Decíamos al principio que la supuesta preocupación paternal de este gobierno por los peligros de las redes sociales para los menores queda desmentida por las leyes que permiten abortar o cambiar de sexo sin informar siquiera a los padres, dos decisiones irreversibles y altamente peligrosas en todos los sentidos, del ético al mental. Pero para el nihilismo moral lo malo no es destruir la propia vida, sino desafiar al gobierno total, orwelliano.

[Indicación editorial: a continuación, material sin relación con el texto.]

PR #791, opened 2016-02-04
Merge auth_roles_test.py into auth_test.py

ptnapoleon:
@mambocab to review


auth_test.py
```diff
@@ -660,6 +662,1230 @@ def data_resource_creator_permissions(creator, resource):
             permissions.append((creator, '<all functions in %s>' % keyspace, perm))
     return permissions
 
+# Second value is superuser status
+# Third value is login status, See #7653 for explanation.
+mike_role = ['mike', False, True, {}]
+role1_role = ['role1', False, False, {}]
+role2_role = ['role2', False, False, {}]
+cassandra_role = ['cassandra', True, True, {}]
```
mambocab: aaaaahhhhhhhhhh

mambocab: In particular, these should be `namedtuple`s

mambocab:
In principle, this merge is fine for now, but at some point we should have a more detailed look and separate these out into submodules in a single folder.

mambocab:
Execution looks good too. I'm +1 on the changes; please either make those lists `namedtuple`s or file a JIRA for us to do that in this sprint.

ptnapoleon:
Filed and assigned to myself.

PR #793, opened 2016-02-05
Unrequire metadata test

mambocab:
As discussed privately: `@require`ing this test is incorrect -- we want to skip it everywhere, all the time. Its hanging is hanging our `@require`d-test-auditing job, which we don't want.

Also a couple cleanup commits in there to deal with stuff that `flake8` found.


ptnapoleon:
+1

mambocab:
Cheers. Merging.

PR #794, opened 2016-02-05
Start cluster in replication test one node at a time

ptnapoleon:
Seeing an issue on cassci where with jdk7, nodes all started
at once could have the same vnodes set. Starting the cluster
in serial should prevent this.

@mambocab or @jkni to review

Sánchez también pretende suplantar a los padres en la tutela y educación de sus hijos, y en su escala de antivalores es más peligroso visitar TikTok que abortar o cambiar de sexo.
Este nihilismo siniestro encubre una voluntad política que apoya la vieja oligarquía política y mediática: restringir al máximo internet y las redes sociales porque critican al poder y, al ser incontrolables, rompen el monopolio comunicacional de un par de grandes grupos propios o amigos, con sus televisiones, radios y periódicos. Telegram lo ha denunciado en términos muy apropiados. Lo que está en peligro no es el dudoso candor moral de los menores, sino el derecho esencial a la libertad de expresión, información e iniciativa de los simples ciudadanos: nosotros.